3rd Week of the Fall CSA Season: Week of October 29th

beautiful rainbow morning on Thursday, photo by Ryan

This Week’s Availability

This week we will have:

  • Greens: green curly kale, lacinato kale, rainbow chard, caraflex cabbage, green cabbage, bok choi, arugula, baby lettuce, spinach

  • Roots: red beets, yellow beets, carrots, watermelon radish, red potatoes, yellow potatoes, French fingerling potato, sweet potatoes, daikon radish, Gilfeather turnip, rutabaga, red radishes, parsnip

  • Alliums: garlic, yellow onions, red onions, scallions, shallots, leeks

  • Herbs: cilantro

  • Miscellaneous: fennel

  • Fruiting crops: jalapeno peppers, serrano peppeers, aji rico hot peppers, poblano peppers, shishito peppers, red carmen sweet peppers, tomatillos, delicata squash, butternut squash

    This week, you can order some items in bulk if you do any preserving. We listed bulk jalapeno peppers, and onions. (This may be the last week for peppers.) If you pick up in the barn, feel free to send us an email to order bulk items with the volumes you want, and what day we should have it ready in the barn, and we will give you your total and where to find it in the barn.

Click here to order your veggies for a delivered bag to Ludlow or Rutland

still plenty of butternut squash in the storage bins, photo by Kara

same goes for the delicata in bulk crates in the root cellar, photo by Kara

Farm News

We have been cruising through the bulk carrot harvest, and they are gorgeous, making their way from the field, through the barrel washer, and into bags in the root cellar. On the rainy days this week the team cracked up all seed garlic for planting, finished trimming and storing the cured onions, and started some weeding in the tunnel greens. The rain was obviously welcome, and we can still use some more at that same, slow and gentle pace.

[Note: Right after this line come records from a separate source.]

PR #2908, opened 2026-09-06
Reserve bottom padding and border when detecting overflow

### LINKED ISSUE #2798: WeasyPrint truncates PDF files when HTML carries style height:100% and encounters unlucky layout

gyanu2507:
With the default `box-decoration-break: slice`, layout ignored bottom padding and border when deciding whether a block overflowed the page. An unbreakable bottom decoration (the `<hr>` in #2798) could then overflow unnoticed, and remaining siblings were dropped.

Bottom padding and border are now always reserved for overflow detection. Margin is still only added when the fragment actually draws the bottom decoration.

Fixes #2798

### DIFF
--- a/tests/layout/test_page.py
+++ b/tests/layout/test_page.py
@@ -1832,3 +1832,33 @@ def test_running_float():
         Hello!
       </footer>
     ''')
+
+
+@assert_no_logs
+def test_fixed_height_root_keeps_overflowing_siblings():
+    """Content after an overflowing bottom decoration must still be laid out.
+
+    See https://github.com/Kozea/WeasyPrint/issues/2798
+    """
+    pages = render_pages('''
+      <html style="height:100%">
+        <body>
+          <h3 style="padding-top: 914.8px;">Header</h3>
+          <hr/>
+          Overflow
+        </body>
+      </html>
+    ''')
+    texts = []
+
+    def collect(box):
+        if isinstance(box, boxes.TextBox) and box.text:
+            texts.append(box.text)
+        children = getattr(box, 'children', None)
+        if children:
+            for child in children:
+                collect(child)
+
+    for page in pages:
+        collect(page)
+    assert 'Overflow' in ''.join(texts)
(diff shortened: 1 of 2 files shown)


liZe:
Hi,

This pull request breaks tests and don’t fix the examples I provided in #2798.

Capture d’écran du 2026-09-06 10-24-53

Please follow the [guidelines](https://www.courtbouillon.org/code-of-conduct/#guidelines-for-contributors), assume the fact that you use a bot to build your CV, and don’t waste our time.

PR #2915, opened 2026-09-08
Restore nested SVG viewport size on the SVG object

### LINKED ISSUE #2914: Percentages resolve against a stale viewport after a nested <svg>
After a nested `<svg>` is drawn, its size is left behind as the percentage reference, so all later percentages resolve against the wrong viewport.

### Reproduce

```html
<style>@page { size: 8px } svg { display: block }</style>
<svg width="8px" height="8px" xmlns="http://www.w3.org/2000/svg">
    <svg width="100%" height="100%" viewBox="0 0 4 4"></svg>
    <rect x="50%" y="50%" width="2" height="2" fill="blue"/>
</svg>
```

The blue rect should start at `x=4` (50% of 8px). It starts at `x=2` (50% of the nested `viewBox`).

### Fix

`weasyprint/svg/__init__.py` `draw_node` restores the size on `svg`, but there's no local `svg` there. Changing to `self` fixes it:

```diff
         # Restore concrete and inner size of root svg tag
         if node.tag == 'svg':
-            self.tree.set_svg_size(svg, concrete_width, concrete_height)
+            self.tree.set_svg_size(self, concrete_width, concrete_height)
```

havelaer:
Fixes [Issue 2914](https://github.com/Kozea/WeasyPrint/issues/2914):

The concrete size of the svg tag is properly restored.

### DIFF
--- a/tests/draw/svg/test_units.py
+++ b/tests/draw/svg/test_units.py
@@ -99,3 +99,81 @@ def test_units_unknown(assert_pixels):
               stroke-width="2px" stroke="red" fill="none" />
       </svg>
     ''')
+
+
+@assert_no_logs
+def test_units_percentage(assert_pixels):
+    assert_pixels('''
+        ________
+        ________
+        ________
+        ________
+        ____BB__
+        ____BB__
+        ________
+        ________
+    ''', '''
+      <style>
+        @page { size: 8px }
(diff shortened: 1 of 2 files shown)


liZe:
Thank you!

PR #197, opened 2021-06-14
Use URLSearchParams

B0pol:


FireMasterK:
Nice!

Although, at this point, wouldn't it make sense to construct a `URL` object and modify it with `url.searchParams.set(...)`?

FireMasterK:
I also just thought of a way to take the idea further - creating a mixin which would further simplify it. Where the parameters would just be th URL and object which would be converted to query.

I will try implementing this tomorrow.

FireMasterK:
I've implemented my approach in #198, this approach also makes the parameters handled like how they are in `requests` - the python library.

My approach also reduces a significant amount of code lines, which is why I will close this in favor of that.

PR #198, opened 2021-06-15
Handle parameters more gracefully with the mixin.

FireMasterK:
Alternative take on #197


FireMasterK:
Merging as nothing seems to be broken.

PR #211, opened 2021-06-21
Add links to public chat rooms

B0pol:


FireMasterK:
This patch seems to put them in the same line when rendered. It would be nice to have them on different lines. (The previous approach used bullet points for this)

PR #219, opened 2021-06-22
Add light theme.

### LINKED ISSUE #130: Light Theme
I understand the importance of having a dark theme, and they many people prefer it, however not everyone does, and many (including me) prefer having a light theme (as long as it isn't too blinding).

FireMasterK:
Closes #130


moriel5:
I had just tested, and the results were not very good (pictures uploaded to Issue #130), so that would certainly need to be improved (great job, however).
It would be nice if, once the theme is fully functional, that also the settings and channel pages were also themed with the light them.

PR #272, opened 2021-07-18
Adjustments to WatchVideo.vue to be more responsive and more similar to Youtube's UI

garrettjoecox:
Comments are now displayed below the related videos, similar to youtube UI. Related videos and comments now take full width for smaller screen.

Before:
Screen Shot 2021-07-18 at 10 41 29 AM
After:
Screen Shot 2021-07-18 at 10 42 01 AM

### DIFF
--- a/src/components/WatchVideo.vue
+++ b/src/components/WatchVideo.vue
@@ -63,7 +63,7 @@
         <hr />
 
         <div uk-grid>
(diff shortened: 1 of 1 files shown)


FireMasterK:
Thanks! This seems better than the current solution, so I'll take this!

I would ideally like the suggestions to be minimizable, like on the mobile website, but that can be done later!

PR #273, opened 2021-07-18
Give the video meta data section a bit of breathing room

garrettjoecox:
Also pulled the subscribe button over from the channel vue, though I'm not super happy with using `.split('/')` on the uploaderUrl to get the ID...

And lastly, changed the "-" / "+" to something more descriptive, since there's not much conflicting for that space anyway.

Before / After
Screen Shot 2021-07-18 at 12 29 51 PM


FireMasterK:
Hey, thanks for this!

For the linter, you can use Vetur, a VSCode extension, with Pretier in the future, it should follow the project's style then :)

PR #291, opened 2021-07-20
Show video duration in thumbnail (#269)

### LINKED ISSUE #269: Show video duration in the thumbnail
Can you put a video's duration alongside its thumbnail in places from where you'd select to watch videos from (search results page, Trending page, etc.)? It's a basic thing I expect to be able to compare while choosing a video to play.

carlssonemil:
Moved the video duration from the video metadata section to a label in the bottom right corner of the thumbnail. Fixes #269.

### DIFF
--- a/src/components/FeedPage.vue
+++ b/src/components/FeedPage.vue
@@ -18,7 +18,14 @@
         >
             <div class="uk-text-secondary" :style="[{ background: backgroundColor }]">
                 <router-link class="uk-text-emphasis" v-bind:to="'/watch?v=' + video.id">
-                    <img style="width: 100%" v-bind:src="video.thumbnail" alt="thumbnail" loading="lazy" />
+                    <div class="uk-position-relative">
+                        <img style="width: 100%" v-bind:src="video.thumbnail" alt="thumbnail" loading="lazy" />
+                        <span 
+                            v-if="video.duration"
+                            class="uk-label uk-border-rounded uk-position-absolute video-duration" 
+                            style="bottom: 5px; right: 5px; background: rgba(0, 0, 0, .75); color: white; padding: 0 5px;"
+                            >{{ timeFormat(video.duration) }}</span>
+                    </div>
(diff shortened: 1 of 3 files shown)


FireMasterK:
Sweet! Do you think it would be possible to invert the backgrounds? - Have the background black, and have the text white, to keep it similar to how YouTube is

Your PR:
image

YouTube:
image

carlssonemil:
Sure thing! I tried adding the `.ui-dark` class but it's overridden from higher up in the hierarchy by `.ui-light`. Will look at it tomorrow, time for bed now.

Also, a question, why isn't the component [VideoItem.vue](https://github.com/TeamPiped/Piped/blob/master/src/components/VideoItem.vue) used in all the views where a video is visible? It would make it easier to make changes. I tried using it for the SearchResults but the model passed from the API is not the same, for example in the trending page `title` is used but in the search results it's `name`.

FireMasterK:
> Also, a question, why isn't the component VideoItem.vue used in all the views where a video is visible?

This is only because search results can also be playlists and channel, some work would be needed if necessary to be adapted by the feed/search results.

> the model passed from the API is not the same, for example in the trending page title is used but in the search results it's name

This would be a good time to unify all the field names! I'll work on this tomorrow.

carlssonemil:
> This is only because search results can also be playlists and channel, some work would be needed if necessary to be adapted by the feed/search results.

Oh, right! That makes sense. One way to fix that is to maybe add a `type` property to the search result object, defining if the item is a video, channel or playlist and then use `v-if` to show the correct component?

carlssonemil:
I changed to black background and slightly reduced the horizontal padding since it wasn't really necessary. See picture below.

image

And added the changes to the [FeedPage.vue](https://github.com/TeamPiped/Piped/blob/master/src/components/FeedPage.vue) aswell.

FireMasterK:
Awesome, thank you!

PR #297, opened 2021-07-21
Fix comment formatting (#267)

### LINKED ISSUE #267: Fix comment formatting
First of all, just wanted to say congrats on the project. Loads way faster than Invidious!

The one thing that stood out was how the comment user avatar and comment were on separate rows. I'm currently using the following user CSS so the comment avatar is floated to the left, followed by the comment, but feel free to adapt it to work with Piped:

```CSS
div.uk-align-left div[align="left"] {float:left; width:90px; word-wrap:break-word;}

div.uk-align-left p {float:left; margin-left:1em; margin-top:0; width:calc(100% - 1em - 90px)}

div.uk-align-left p + div {clear:both;}
```

carlssonemil:
I fixed the comment formatting from this:

To this:

I also added a [Comment](https://github.com/carlssonemil/Piped/blob/fix-comment-formatting/src/components/Comment.vue) component to minimize the HTML code in [WatchVideo.vue](https://github.com/TeamPiped/Piped/blob/master/src/components/WatchVideo.vue). This would fix #267.

### DIFF
--- a/src/components/Comment.vue
+++ b/src/components/Comment.vue
@@ -1,0 +1,47 @@
+<template>
+  <div class="comment uk-flex">
+    <img
+        :src="comment.thumbnail"
+        class="comment-avatar uk-border-circle uk-margin-right"
+        style="width: 48px; height: 48px;"
+        loading="lazy"
+        alt="Avatar"
+    />
+
+    <div class="comment-content">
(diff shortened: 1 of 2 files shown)


FireMasterK:
Thank you, this is spot on!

Ryan and Cindy snuck in a repair project at the end of the week: replacing the arbor that our grapes grow on. It was built about 10 years ago as a roof cover to our pizza oven and transitioned to a grape arbor. They also rebuilt the giant customized pallet we use on the front of our tractor to move all the mulch from the mulch piles to the fields. That tool does a lot of (literal) heavy lifting around here, and needed a good rehab.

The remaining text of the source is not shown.